1. Field of the Invention
The invention relates to amorphous metal tapes and somewhat more particularly to a method and device for manufacture of amorphous metal tapes.
2. Prior Art
Methods of manufacturing amorphous metal tapes directly from a suitable metal melt are known. Amorphous tapes are produced by quickly quenching a suitable metal melt at a velocity of about 10.sup.4 through 10.sup.6 .degree. K./s so that solidification without crystallization occurs. In these processes, molten amorphous metal alloys are typically extruded under pressure through one or more nozzle openings and the emerging molten metal stream is directed against a moving cooling surface. For example, the inner or outer surface of a rotating drum or of a travelling endless belt can be utilized as a cooling surface. The thickness of a tape obtained in this manner can, for example, amount to a few hundredths of a millimeter and the width can amount to a few millimeters and up to several centimeters.
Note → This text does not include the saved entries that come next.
PR #506, opened 2025-05-13
Fix dependency issue

Sudakatux:
Pull Request type
----
- [X ] Bugfix
- [ ] Feature
- [ ] Refactoring (no functional changes, no api changes)
- [ ] Build related changes
- [ ] WHOSUSING.md
- [ ] Other (please describe):

**NOTE**: Please remember to run `./gradlew spotlessApply` to fix any format violations.

Changes in this PR
Fixes a dependency issue which caused "Could not initialize class org.opensearch.Version"
----

_Describe the new behavior from this PR, and why it's needed_
Issue #505

Alternatives considered
----

_Describe alternative implementation you have considered_

Issue #505, opened 2025-05-12
Could not initialize class org.opensearch.Version


vuon9:
**Describe the bug**

I tried to see how the Redis/Open Search could work but got some 500 errors from search API.
But I dont see the same errors if I use `docker/docker-compose.yaml`

**Details**
Conductor version: latest (main)
Persistence implementation: Redis Standalone
Queue implementation: Redis Standalone
Lock: Redis
Workflow definition: default
Task definition: default
Event handler definition: default
Docker app: OrbStack

**To Reproduce**
Use main branch, and this command:
```bash
docker compose -f docker/docker-compose-redis-os.yaml up -d

 ✔ conductor-server                         Built                                                                                                                                                       0.0s 
 ✔ Network docker_internal                  Created                                                                                                                                                     0.0s 
 ✔ Volume "docker_osdata-conductor"         Created                                                                                                                                                     0.0s 
 ✔ Container docker-conductor-opensearch-1  Healthy                                                                                                                                                    10.8s 
 ✔ Container docker-conductor-redis-1       Healthy                                                                                                                                                    30.8s 
 ✔ Container conductor-server               Started     
```

And I got some errors like this below

![Image](https://github.com/user-attachments/assets/dae50c14-845f-4aa0-af20-00fed666823b)

Here is an cURL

Amorphous metals or alloys can be distinguished from crystalline metals or alloys by X-ray difraction measurements. In contrast to the crystalline materials, which exhibit characteristic sharp difraction lines, the intensity in X-ray difraction images of amorphous metal alloys changes only slowly with the difraction angle, somewhat similar to liquids or common glass.
Depending on the manufacturing conditions, tapes produced from amorphous alloys can be completely amorphous or can comprise a two-phase mixture of the amorphous and the crystalline states. In general, the phrase "amorphous metal alloy", as used in this art and in the instant specification and claims, defines an alloy whose molecular structure is at least 50 percent and preferably at least 80 percent amorphous.
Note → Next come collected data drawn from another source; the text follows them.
PR #535, opened 2025-06-24
Added cache config for workflow

vishesh-orkes:
Pull Request type
----
- [ ] Bugfix
- [x] Feature
- [ ] Build related changes
- [ ] WHOSUSING.md

Changes in this PR
Added cache config that would be used to cache the workflow

This is needed to cache the workflow based on the cache config set.

Alternatives considered
----

### DIFF
--- a/grpc/src/main/proto/model/cacheconfig.proto
+++ b/grpc/src/main/proto/model/cacheconfig.proto
@@ -1,0 +1,12 @@
+syntax = "proto3";
+package conductor.proto;
+
+
+option java_package = "com.netflix.conductor.proto";
+option java_outer_classname = "CacheConfigPb";
+option go_package = "github.com/netflix/conductor/client/gogrpc/conductor/model";
+
+message CacheConfig {
+    string key = 1;
+    int32 ttl_in_second = 2;
+}
--- a/common/src/main/java/com/netflix/conductor/common/metadata/workflow/CacheConfig.java
+++ b/common/src/main/java/com/netflix/conductor/common/metadata/workflow/CacheConfig.java
@@ -1,0 +1,42 @@
+/*
+ * Copyright 2025 Conductor Authors.
+ * <p>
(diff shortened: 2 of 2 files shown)


common/src/main/java/com/netflix/conductor/common/metadata/workflow/WorkflowDef.java
```diff
@@ -37,6 +37,32 @@ public enum TimeoutPolicy {
         ALERT_ONLY
     }
 
+    @ProtoMessage
+    public static class CacheConfig {
```
v1r3n: can you consolidate with 
https://github.com/conductor-oss/conductor/blob/acd6120b505bebf8536505cd97192b4eaadc9667/common/src/main/java/com/netflix/conductor/common/metadata/workflow/WorkflowTask.java#L42?

grpc/src/main/proto/model/cacheconfig.proto
```diff
@@ -0,0 +1,12 @@
+syntax = "proto3";
+package conductor.proto;
+
+
+option java_package = "com.netflix.conductor.proto";
+option java_outer_classname = "CacheConfigPb";
+option go_package = "github.com/netflix/conductor/client/gogrpc/conductor/model";
+
+message CacheConfig {
+    string key = 1;
```
manan164, line 10: Do we need value here?

manan164 (approved):

grpc/src/main/proto/model/cacheconfig.proto
vishesh-orkes: no

common/src/main/java/com/netflix/conductor/common/metadata/workflow/WorkflowDef.java
vishesh-orkes: Done. Created a new CacheConfig and used it in both places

It is already known to utilize round nozzle openings having a diameter of 0.5 through 1 mm in the manufacture of very narrow amorphous metal tapes. With this type of nozzle opening, a molten metal stream is expressed through such opening and strikes a moving surface of a cooling body after a free path of about 1 through 20 mm and expands thereon into a stationary molten drop. The desired metal tape grows from the underside of such drop due to advancing solidification. However, this process cannot be transferred without further ado, for example, for use with larger nozzle openings required to manufacture wider metal tapes because the tape geometry depends very greatly on the dimensions of the molten drop. With nozzle openings which are too large, the molten drop becomes too long and thus unstable at a correspondingly higher velocity of the cooling body surface. Further, the tape quality is adversely affected by all oscillations and the like in the free molten metal drop. The smooth and uniform surfaces required in broader tapes, as well as a uniform thickness and width over the entire length of a tape cannot be achieved with this technique.
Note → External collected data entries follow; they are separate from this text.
PR #569, opened 2025-08-08
Added support for the dynamic rate limiting using StartWorkflowRequest

hchepey-clari:
Pull Request type
----
- [ ] Bugfix
- [x] Feature
- [ ] Build related changes
- [ ] WHOSUSING.md

Changes in this PR
----

Implemented a runtime-configurable rate limiting feature that allows per-workflow-instance rate limit customization while maintaining full backward compatibility.

Issue #

We have a requirement where we want to rate limit the tasks as per the different client rate limit applicable. That is dynamic based on the Workflow Inputs supplied to the Workflow.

German Offenlegungsschrift No. 27 46 238 suggests another method for producing amorphous metal tapes. In this process, a slotted nozzle connected to a supply container or crucible for molten metal is positioned in direct proximity, for example, at a distance of 0.03 through 1 mm, of a surface of a suitable cooling body. The width of the nozzle slot, as measured in the direction of motion of the cooling surface, is about 0.2 to a maximum of 1 mm. The width of the nozzle edges at both sides thereof are said to be particularly critical. The first edge, positioned in the direction of motion of the cooling surface, has a width which is at least equal to the width of the slot while the width of the second edge is about 1.5 through 3 times the width of the slot. Additionally, the distance between the nozzle opening and the cooling surface ranges between a 0.2 multiple to a 1 multiple of the slot width. With such parameters, the molten metal stream expressed from such nozzle opening forms a solidification front upon contact with the moving surface of the cooling body and such front passes directly past the second edge of the nozzle without contact. The flow velocity of the molten metal is primarily controlled by the viscous flux between the first edge of the nozzle and the solidified metal tape. However, nozzles with such small dimensions require extremely pure melts. Otherwise, there is a danger that the nozzle opening will be blocked due to incompletely dissolved or prematurely solidified particles of the melt. In addition to the relatively low production rates which are generally attained with narrow nozzle openings, a further disadvantage of this technique is that a significantly greater processing outlay is required in order to produce such narrow nozzle openings with the appropriate tolerances.